而姓趙,生面孔,年齡又符合的女子,又恰恰好出現在百花宴上。
除了那位輔國公府唯一的嫡出小姐,還有誰?
范志德的臉逐漸由紅轉青、由青轉白。
剛剛還高高舉起,想要扇向趙盼夏的手僵在半空。
兩條腿開始如彈琵琶一般顫抖起來。
他哆哆嗦嗦地看向趙盼夏,抱著最后一絲希望問:“你……你是趙大將軍的孫女?”
趙盼夏怯怯地點頭。
范志德頓覺全身一涼,雙膝一軟,噗通跪了下去。
他都跪了,其他人又哪敢站著,一個個膝蓋砰砰往下砸。
趙盼夏像受了驚的小兔子一樣,躲到了姜南溪身后。
姜南溪看著她這怯生生、哭唧唧,仿佛特別軟糯,特別好欺負的模樣。
忍不住無語:“你有這么牛逼哄哄的身份,怎么不早點晾出來,任由這兩個傻叉調戲你啊?”
趙盼夏鼻子一皺,雙眼頓時濕漉漉地,看著格外可憐:“我……我不喜歡和不認識的人說話,也……也不擅長和人爭辯,一爭辯我就會哭。”
說著,小姑娘似乎委屈起來。
鼻子一酸,晶瑩的淚珠就忍不住往下掉。
姜南溪:懂了!社恐,加淚失禁體質!
這種人確實極其不擅長跟人打交道,尤其是范志德這種不要臉的人渣。
她伸手捏了捏趙盼夏的小臉:“既然你不擅長,那就聽我的。”
趙盼夏毫不猶豫地點頭:“姐姐你說。”
真乖巧!
姜南溪:“告訴他們,想讓你原諒他們,不去找趙大將軍和趙貴妃告狀也可以。讓他們自己跳到湖里去,不管會不會游泳,泡半個時辰不許上來,若是敢上來一步,呵呵……下次就換去皇宮的水牢里泡!”

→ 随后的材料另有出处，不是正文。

PR #7914, opened 2019-05-09
Pub/Sub regen: Removing Beta labels, adding kms

sduskis:


sduskis:
It looks like the proto changes didn't propagate correctly.  Something must be wrong with my machine.  I'll close this PR, and wait for Autosynth.

PR #7948, opened 2019-05-10
PubSub: Fix streaming pull incorrectly handling FlowControl max_messages setting

### LINKED ISSUE #7677: Pub/Sub: Flow Control does not work as expected.
The flow control settings for the Cloud Pub/Sub subscriber should bound the number of unacknowledged messages outstanding to the callback at a time. However, it seems to have no effect on the client, where the number of outstanding messages always ends up being 10.

OS type and version: Mac OS X 10.14.3, Debian Linux
Python version: Python 2.7.10 on Mac, Python 3.6.5 on Linux
google-cloud-pubsub version:  0.40.0

#### Steps to reproduce

  1. Create a Cloud Pub/Sub topic and subscription
  2. Publish many messages to the topic
  3. Update the project name and subscription name in the code below.
  4. Run the code.

Expected behavior: Since the flow control settings have `max_messages` set to 2, only two "Received Message" lines should print at a time, with two "Acking Message" lines printing out 20 seconds later. Instead, 10 messages come to the callback at a time. Changing the value of `max_messages` has no impact on the number of messages sent to the callback.

#### Code example
```py
import time

project_name=<insert project name here>
subscription_name=<insert subscription name here>
subscription_path = subscriber.subscription_path(project_name, subscription_name)

def callback(message):
    print ("Received Message")
    time.sleep(20)
    print ("Acking Message")
    message.ack()

flow_control = pubsub_v1.types.FlowControl(max_messages=2)
subscriber.subscribe(
    subscription_path, callback=callback, flow_control=flow_control)

print('Subscriber started for {}'.format(subscription_path))
while True:
    time.sleep(60)
```

plamut:
Closes #7677.

This PR fixes how subscriber client handles the [FlowControl.max_messages](https://github.com/googleapis/google-cloud-python/blob/master/pubsub/google/cloud/pubsub_v1/types.py#L56) setting. It makes sure that subscriber only delivers (i.e. invokes callbacks) `max_messages` at a time, and resumes invoking callbacks only when the user code acknowledges some of the previously delivered messages.

### How to test

**Steps to reproduce:**
- Publish 50 - 100 messages to that topic in batches of random size - [example script](https://github.com/plamut/google-cloud-python/blob/iss-7677-debug-app/pubsub/reproduce_pub.py).
- Run a test subscriber script ([example](https://github.com/plamut/google-cloud-python/blob/iss-7677-debug-app/pubsub/reproduce_sub.py)) that subscribes to the topic using a streaming pull.
- (optional) Apply a [patch](https://gist.github.com/plamut/b6f6851dc68212b382ddc02b877b577e) that adds colors to the log output, makes the latter easier to read.

- The background consumer does not always get paused in time and pulls an additional batch of messages from the server:
log_incorrectly_paused
- The client subscriber script often receives too many messages simultaneously, i.e. more than `FlowControl.max_messages`.

- The background consumer always gets paused in time when the leased messages load hits the limit (`max_messages`):
log_correctly_paused
- The client subscriber script never has more than `max_messages` pending messages (received, but not yet acknowledged) - the `"pending ACK"` figure in the logs. The streaming pull process waits until some of the messages are ACK-ed before delivering new messages.
- Excessive messages pulled from the server (i.e. those that would cause an overload) are held in an internal buffer, and are released to the client script before any new messages get pulled from the server. The streaming pull process does not temporarily hold any more messages than necessary.

### Footnotes
For `max_messages` settings greater than 10, one might observe that a maximum of 10 (or less) messages are delivered to the client code at once, especially if message callbacks are slow, e.g. by artificially sleeping for prolonged periods of time.

This is caused by the [default callback thread pool](https://github.com/googleapis/google-cloud-python/blob/master/pubsub/google/cloud/pubsub_v1/subscriber/scheduler.py#L67-L73) size, which has `max_workers` set to 10.

This can be mitigated by creating the subscriber client with a custom `scheduler` that uses a thread poll with a higher cap on the worker thread count, or by using [batch callbacks](https://github.com/googleapis/google-cloud-python/issues/4994) for received messages. The latter feature is almost done, and will submit a PR for it soon.

### DIFF
--- a/pubsub/google/cloud/pubsub_v1/subscriber/_protocol/leaser.py
+++ b/pubsub/google/cloud/pubsub_v1/subscriber/_protocol/leaser.py
@@ -36,8 +36,14 @@ _LeasedMessage = collections.namedtuple("_LeasedMessage", ["added_time", "size"]
 class Leaser(object):
     def __init__(self, manager):
         self._thread = None
-        self._operational_lock = threading.Lock()
         self._manager = manager
+
+        # a lock used for start/stop operations, protecting the _thread attribute
+        self._operational_lock = threading.Lock()
+
+        # A lock ensuring that add/remove operations are atomic and cannot be
+        # intertwined. Protects the _leased_messages and _bytes attributes.
+        self._add_remove_lock = threading.Lock()
 
         self._leased_messages = {}
         """dict[str, float]: A mapping of ack IDs to the local time when the
@@ -64,30 +70,32 @@ class Leaser(object):
 
     def add(self, items):
         """Add messages to be managed by the leaser."""
-        for item in items:
-            # Add the ack ID to the set of managed ack IDs, and increment
-            # the size counter.
-            if item.ack_id not in self._leased_messages:
-                self._leased_messages[item.ack_id] = _LeasedMessage(
-                    added_time=time.time(), size=item.byte_size
-                )
-                self._bytes += item.byte_size
-            else:
-                _LOGGER.debug("Message %s is already lease managed", item.ack_id)
+        with self._add_remove_lock:
+            for item in items:
+                # Add the ack ID to the set of managed ack IDs, and increment
+                # the size counter.
+                if item.ack_id not in self._leased_messages:
+                    self._leased_messages[item.ack_id] = _LeasedMessage(
+                        added_time=time.time(), size=item.byte_size
+                    )
+                    self._bytes += item.byte_size
+                else:
+                    _LOGGER.debug("Message %s is already lease managed", item.ack_id)
 
     def remove(self, items):
         """Remove messages from lease management."""
-        # Remove the ack ID from lease management, and decrement the
-        # byte counter.
-        for item in items:
-            if self._leased_messages.pop(item.ack_id, None) is not None:
-                self._bytes -= item.byte_size
-            else:
-                _LOGGER.debug("Item %s was not managed.", item.ack_id)
+        with self._add_remove_lock:
+            # Remove the ack ID from lease management, and decrement the
+            # byte counter.
+            for item in items:
+                if self._leased_messages.pop(item.ack_id, None) is not None:
+                    self._bytes -= item.byte_size
+                else:
+                    _LOGGER.debug("Item %s was not managed.", item.ack_id)
 
-        if self._bytes < 0:
-            _LOGGER.debug("Bytes was unexpectedly negative: %d", self._bytes)
-            self._bytes = 0
+            if self._bytes < 0:
+                _LOGGER.debug("Bytes was unexpectedly negative: %d", self._bytes)
+                self._bytes = 0
 
     def maintain_leases(self):
         """Maintain all of the leases being managed.
--- a/pubsub/google/cloud/pubsub_v1/subscriber/_protocol/streaming_pull_manager.py
+++ b/pubsub/google/cloud/pubsub_v1/subscriber/_protocol/streaming_pull_manager.py
@@ -21,6 +21,7 @@ import threading
 
 import grpc
 import six
+from six.moves import queue
 
 from google.api_core import bidi
 from google.api_core import exceptions
@@ -115,6 +116,11 @@ class StreamingPullManager(object):
             )
         else:
             self._scheduler = scheduler
+
+        # A FIFO queue for the messages that have been received from the server,
+        # but not yet added to the lease management (and not sent to user callback),
+        # because the FlowControl limits have been hit.
+        self._messages_on_hold = queue.Queue()
 
         # The threads created in ``.open()``.
         self._dispatcher = None
@@ -217,7 +223,11 @@ class StreamingPullManager(object):
                 self._consumer.pause()
 
     def maybe_resume_consumer(self):
-        """Check the current load and resume the consumer if needed."""
+        """Check the load and held messages and resume the consumer if needed.
+
+        If there are messages held internally, release those messages before
+        resuming the consumer. That will avoid leaser overload.
+        """
         # If we have been paused by flow control, check and see if we are
         # back within our limits.
         #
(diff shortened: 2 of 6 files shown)


plamut:
Rebased because of a merge conflict when #7954 was merged.

plamut:
Putting on hold, because the change is a non-trivial one, and we want to make a PubSub release first. We will unblock the PR once done (reviews still welcome, though).

cc: @sduskis

pubsub/google/cloud/pubsub_v1/subscriber/_protocol/streaming_pull_manager.py
```diff
@@ -210,26 +217,71 @@ def add_close_callback(self, callback):
...
-        if self._consumer is None or not self._consumer.is_paused:
-            return
-
-        if self.load < self.flow_control.resume_threshold:
-            self._consumer.resume()
-        else:
-            _LOGGER.debug("Did not resume, current load is %s", self.load)
+        """Check the load and held messages and resume the consumer if needed.
+
+        If there are messages held internally to avoid the leaser over load,
```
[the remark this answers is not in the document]
plamut: That's indeed better, updated.

pubsub/tests/system.py
```diff
@@ -206,6 +208,80 @@ class CallbackError(Exception):
...
+        # create a topic and subscribe to it
+        publisher.create_topic(topic_path)
+        subscriber.create_subscription(subscription_path, topic_path)
+
+        batch_sizes = (7, 4, 8, 2, 10, 1, 3, 8, 6, 1)  # total: 50
+        self._publish_messages(publisher, topic_path, batch_sizes=batch_sizes)
+
+        # now subscribe and do the main part, check for max pending messages
+        total_messages = sum(batch_sizes)
+        flow_control = types.FlowControl(max_messages=5)
```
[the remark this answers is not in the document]
plamut: Indeed, that's the part that keeps track of how many messages at once the client code has.

pubsub/tests/system.py
```diff
@@ -206,6 +208,80 @@ class CallbackError(Exception):
...
+            subscription_path, callback, flow_control=flow_control
+        )
+
+        # Expected time to process all messages in ideal case:
+        #     total_messages / FlowControl.max_messages * processing_time
+        #
+        # With total=50, max messages=5, and processing_time=1 this amounts to
+        # 10 seconds (+ overhead), thus a full minute should be more than enough
+        # for the processing to complete. If not, fail the test with a timeout.
+        for _ in six.moves.range(60):
```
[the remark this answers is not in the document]
plamut: That's a good suggestion. I encapsulated the loop into a future on the `callback`, makes this part of the test code cleaner, thanks.

pubsub/tests/system.py
```diff
@@ -206,6 +208,80 @@ class CallbackError(Exception):
...
+        total_messages = sum(batch_sizes)
+        flow_control = types.FlowControl(max_messages=5)
+        callback = StreamingPullCallback(processing_time=1)
+
+        future = subscriber.subscribe(
+            subscription_path, callback, flow_control=flow_control
+        )
+
+        # Expected time to process all messages in ideal case:
+        #     total_messages / FlowControl.max_messages * processing_time
```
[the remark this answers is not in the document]
plamut: While mathematically the same, the latter catches the semantics better. `(total_messages / max_messages)` represents the lower bound on the number of batches the client code needs to process, and processing each batch takes approximately `processing_time` (the time to process a single message).

I added parentheses to the formula for a bit more semantic clarity.

plamut:
@sduskis Made the changes suggested, the diff can be seen in the [first force push](https://github.com/googleapis/google-cloud-python/compare/b25c427900e0cf5287ebcd7a30bde16de28a45ed..1b8a212c09955f21ce138c54812376cdde191b75).

(the second force push was just rebasing on top of the latest `master`).

pubsub/google/cloud/pubsub_v1/subscriber/_protocol/leaser.py
```diff
@@ -64,30 +64,32 @@ def bytes(self):
...
-            # Add the ack ID to the set of managed ack IDs, and increment
-            # the size counter.
-            if item.ack_id not in self._leased_messages:
-                self._leased_messages[item.ack_id] = _LeasedMessage(
-                    added_time=time.time(), size=item.byte_size
-                )
-                self._bytes += item.byte_size
-            else:
-                _LOGGER.debug("Message %s is already lease managed", item.ack_id)
+        with self._operational_lock:
```
tseaver: From my read of the code, this lock is normally used to protect access to the `_thread` attrbute, created in `start` and destroyed in `stop`.  The worker thread runs `maintain_leases`, which copies the `_leased_messages` dict before iterating it.  What race are we trying to prevent here?  If `add`, `remove`, and `maintain_leases` need to synchronize access to `_leased_messages`, then perhaps we need a different lock for that?

tseaver: More generally:  we could improve auditability / comprehensibility of the M/T code by adding a comment for each lock created, documenting what attributes it is supposed to guard.

pubsub/google/cloud/pubsub_v1/subscriber/_protocol/streaming_pull_manager.py
```diff
@@ -116,6 +117,12 @@ def __init__(
         else:
             self._scheduler = scheduler
 
+        # A FIFO queue for the messages that have been received from the server,
+        # but not yet added to the lease management (and not sent to user callback),
+        # because the FlowControl limits have been hit.
+        self._messages_on_hold = queue.Queue()
```
tseaver: Do we need to set a maximum size on the queue?

pubsub/google/cloud/pubsub_v1/subscriber/_protocol/streaming_pull_manager.py
```diff
@@ -211,26 +218,70 @@ def add_close_callback(self, callback):
...
+    def _maybe_release_messages(self):
+        """Release (some of) the held messages if the current load allows for it.
+
+        The method tries to release as many messages as the current leaser load
+        would allow. Each released message is added to the lease management,
+        and the user callback is scheduled for it.
+
+        If there are currently no messageges on hold, or if the leaser is
+        already overloaded, this method is effectively a no-op.
+        """
```
tseaver: Maybe add a comment here that the method assumes the caller has acquired the `_pause_resume_lock`?

pubsub/google/cloud/pubsub_v1/subscriber/message.py
```diff
@@ -208,8 +212,8 @@ def lease(self):
         """Inform the policy to lease this message continually.
 
         .. note::
-            This method is called by the constructor, and you should never
-            need to call it manually.
+            By default this method is called by the constructor, and you should
+            never need to call it manually.
```
tseaver: Is "never" correct here?  What if the application constructs the message with `lease=False`?

plamut: Re-reading it again, it is not - it refers to the default case, but that's not clear from the sentence, will reword.

pubsub/google/cloud/pubsub_v1/subscriber/_protocol/streaming_pull_manager.py
plamut: Would not hurt, and explicit is better than implicit.

pubsub/google/cloud/pubsub_v1/subscriber/_protocol/streaming_pull_manager.py
plamut: We don't - the queue only gets filled in the `_on_response()` callback, and only after the load reaches 1.0. At that point the consumer is already paused and no more messages arrive.

Additionally, the consumer only gets maybe-resumed after clearing the queue first, meaning that the maximum queue size is bounded by the maximum number of messages the server sends in a single response.

pubsub/google/cloud/pubsub_v1/subscriber/_protocol/leaser.py
plamut: I had the impression that "operational lock" is meant to synchronize "operations" on the leaser that can be initiated from external threads (e.g. `start` and `stop`), and used it to make the `add` / `remove` operations atomic. If this causes confusion, it might indeed make sense to use a separate lock, e.g. named `add_remove_lock`?

The motivation behind this is the observation in debug logs that `add()` and `remove()` operations can be intertwined if invoked from different threads at just the "right" moment. Both operations modify the internal `_leased_messages` dict and the `_bytes` counter.

The dict is probably fine, because `ack_id` is unique for every message, but I wouldn't say the same for `_bytes`.

plamut:
@tseaver Addressed the comments, please have another look. The [diff](https://github.com/googleapis/google-cloud-python/compare/7e5b9d778b8d507a634ef6e0b06e924be2d4ddfe..ec6a21d938ce1e09b2dc583ac78dd6ab36dab8a6) is small enough, thus I changed a few commits and force-pushed the changes.

Also removing the `do not merge` label, since PubSub version `0.41.0` has been successfully released in the meantime.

趙盼夏雖然依舊還怕與人打交道,但還是乖乖把姜南溪的話復述了一遍。
只是她說話結結巴巴,聲音如蚊子叫,臉上還有著兔子般受驚的表情。
看上去實在不像是要教訓人,倒像是快被人嚇哭了。
但趙盼夏的身份擺在那。
范志德一群人哪里敢得罪,哪里敢不遵從?
于是,一個個就跟被踹了屁股的癩蛤蟆一樣,噗通噗通,一個接一個蹦進了湖水里。
趙盼夏如釋重負。
看姜南溪和韓妤菲的目光像在看救星。
小手拽住姜南溪的衣擺就不肯松開:“姐姐,待會宴席上,我能……能一直跟著你們嗎?我真的很怕一個人待著!”
韓妤菲抓起她冰涼的小手,輕輕摸了摸她的腦袋:“當然可以啊!”
姜南溪卻不行。
她還打算獨自行動,去找謝斯辰呢!
只是還不等她說話,就見沈翊文急匆匆地跑過來。
“南溪!佛經呢?”他一把將姜南溪拖到旁邊,焦急問。
姜南溪只得先放棄了找謝斯辰。
唇角微微一勾道:“二表哥急什么,我既然答應了今日給你,自然不會食。東西現在在金鈴手上,我現在便去取來!”
今年的百花宴有了個新的規定。
便是參加宴會的公子小姐,都不能攜帶婢女小廝進門。